To do: For the records below, report how many lines include "infrastructure", with no accompanying text.
──────── Data for analysis
PR #2677, opened 2025-07-15
Registers REST API infrastructure

dpanta94:
Initializes the REST API infrastructure for the project.

This includes:
- Registers a REST controller and versioned namespace.
- Sets up abstract endpoint classes and interfaces.
- Provides documentation generation based on registered endpoints and definitions.
- Registers an endpoint to serve the OpenAPI documentation.

YY-XXXX

### DIFF
--- a/src/Common/REST/TEC/V1/Abstracts/Endpoint.php
+++ b/src/Common/REST/TEC/V1/Abstracts/Endpoint.php
@@ -1,0 +1,158 @@
+<?php
+/**
+ * Endpoint class.
+ *
+ * @since TBD
+ *
+ * @package TEC\Common\REST\TEC\V1\Abstracts
+ */
+
+declare( strict_types=1 );
+
+namespace TEC\Common\REST\TEC\V1\Abstracts;
+
+use TEC\Common\REST\TEC\V1\Contracts\Endpoint_Interface;
+use TEC\Common\REST\TEC\V1\Contracts\Readable_Endpoint;
+use TEC\Common\REST\TEC\V1\Contracts\Creatable_Endpoint;
+use TEC\Common\REST\TEC\V1\Contracts\Updatable_Endpoint;
+use TEC\Common\REST\TEC\V1\Contracts\Deletable_Endpoint;
+use TEC\Common\REST\TEC\V1\Controller;
+use WP_REST_Server;
+use WP_REST_Request;
+
+/**
+ * Endpoint class.
+ *
+ * @since TBD
+ *
+ * @package TEC\Common\REST\TEC\V1\Abstracts
+ */
+abstract class Endpoint implements Endpoint_Interface {
+	/**
+	 * Alias for PUT, PATCH transport methods together.
+	 *
+	 * @since TBD
+	 *
+	 * @var string
+	 */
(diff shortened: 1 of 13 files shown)


src/Common/REST/TEC/V1/Abstracts/Endpoint.php
```diff
@@ -0,0 +1,158 @@
...
+	 *
+	 * @since TBD
+	 *
+	 * @param WP_REST_Request $request The request object.
+	 *
+	 * @return bool
+	 */
+	public function can_read( WP_REST_Request $request ): bool {
+		return true;
+		return current_user_can( 'manage_options' );
```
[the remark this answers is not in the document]
dpanta94: This is for local dev only. By default i want only to allow admins, but for my local dev it helps me to always allow!

Will fix before merge!

src/Common/REST/TEC/V1/Abstracts/Endpoint.php
```diff
@@ -0,0 +1,158 @@
...
+	 * Returns whether the user can create the object.
+	 *
+	 * @since TBD
+	 *
+	 * @param WP_REST_Request $request The request object.
+	 *
+	 * @return bool
+	 */
+	public function can_create( WP_REST_Request $request ): bool {
+		return $this->can_read( $request );
```
Camwyn, line 130: I'm assuming these are local dev too? 😉

src/Common/REST/TEC/V1/Controller.php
────────────────
Solution: 2